## Material provided
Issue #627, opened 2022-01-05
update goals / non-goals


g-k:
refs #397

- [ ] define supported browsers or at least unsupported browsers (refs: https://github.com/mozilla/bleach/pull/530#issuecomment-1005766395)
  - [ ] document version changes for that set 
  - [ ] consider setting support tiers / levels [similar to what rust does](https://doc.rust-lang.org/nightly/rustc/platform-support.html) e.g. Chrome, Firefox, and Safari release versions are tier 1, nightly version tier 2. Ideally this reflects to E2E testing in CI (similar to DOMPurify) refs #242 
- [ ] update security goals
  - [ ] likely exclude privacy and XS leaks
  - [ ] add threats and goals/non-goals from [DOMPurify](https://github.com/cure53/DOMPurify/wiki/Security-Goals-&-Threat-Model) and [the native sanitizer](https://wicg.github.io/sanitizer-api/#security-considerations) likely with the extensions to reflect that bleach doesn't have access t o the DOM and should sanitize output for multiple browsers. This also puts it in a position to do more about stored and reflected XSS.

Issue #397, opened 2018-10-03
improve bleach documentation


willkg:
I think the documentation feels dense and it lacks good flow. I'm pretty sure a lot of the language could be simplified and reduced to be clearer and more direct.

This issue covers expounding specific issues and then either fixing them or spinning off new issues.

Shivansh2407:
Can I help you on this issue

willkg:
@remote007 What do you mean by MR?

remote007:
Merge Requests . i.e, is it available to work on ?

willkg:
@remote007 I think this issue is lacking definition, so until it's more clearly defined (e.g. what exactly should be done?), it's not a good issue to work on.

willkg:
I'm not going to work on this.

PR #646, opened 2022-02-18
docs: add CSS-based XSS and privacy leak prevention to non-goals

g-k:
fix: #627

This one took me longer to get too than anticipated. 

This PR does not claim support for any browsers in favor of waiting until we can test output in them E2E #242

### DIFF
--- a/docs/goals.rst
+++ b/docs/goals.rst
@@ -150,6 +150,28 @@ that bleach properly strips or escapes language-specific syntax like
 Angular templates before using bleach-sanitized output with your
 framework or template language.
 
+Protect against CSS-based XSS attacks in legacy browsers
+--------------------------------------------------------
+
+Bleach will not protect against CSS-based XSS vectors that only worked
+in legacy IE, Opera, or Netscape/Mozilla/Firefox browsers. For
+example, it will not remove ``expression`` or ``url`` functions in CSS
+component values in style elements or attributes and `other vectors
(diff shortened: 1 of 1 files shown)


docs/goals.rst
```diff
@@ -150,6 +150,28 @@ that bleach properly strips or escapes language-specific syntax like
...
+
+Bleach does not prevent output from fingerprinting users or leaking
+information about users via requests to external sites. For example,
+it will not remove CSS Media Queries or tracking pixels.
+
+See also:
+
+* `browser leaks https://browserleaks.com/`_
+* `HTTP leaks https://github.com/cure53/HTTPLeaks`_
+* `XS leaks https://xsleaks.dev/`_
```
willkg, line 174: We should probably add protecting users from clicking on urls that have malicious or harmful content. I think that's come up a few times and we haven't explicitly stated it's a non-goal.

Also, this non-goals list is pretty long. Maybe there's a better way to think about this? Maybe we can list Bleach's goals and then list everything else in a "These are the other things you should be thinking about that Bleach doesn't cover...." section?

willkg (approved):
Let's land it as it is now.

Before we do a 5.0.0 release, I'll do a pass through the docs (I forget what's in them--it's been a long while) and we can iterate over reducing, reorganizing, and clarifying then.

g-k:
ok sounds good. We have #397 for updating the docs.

## Exercise description
Filter the records, keeping only lines that contain "likely", and show those lines.

## Expected output
  - [ ] likely exclude privacy and XS leaks
  - [ ] add threats and goals/non-goals from [DOMPurify](https://github.com/cure53/DOMPurify/wiki/Security-Goals-&-Threat-Model) and [the native sanitizer](https://wicg.github.io/sanitizer-api/#security-considerations) likely with the extensions to reflect that bleach doesn't have access t o the DOM and should sanitize output for multiple browsers. This also puts it in a position to do more about stored and reflected XSS.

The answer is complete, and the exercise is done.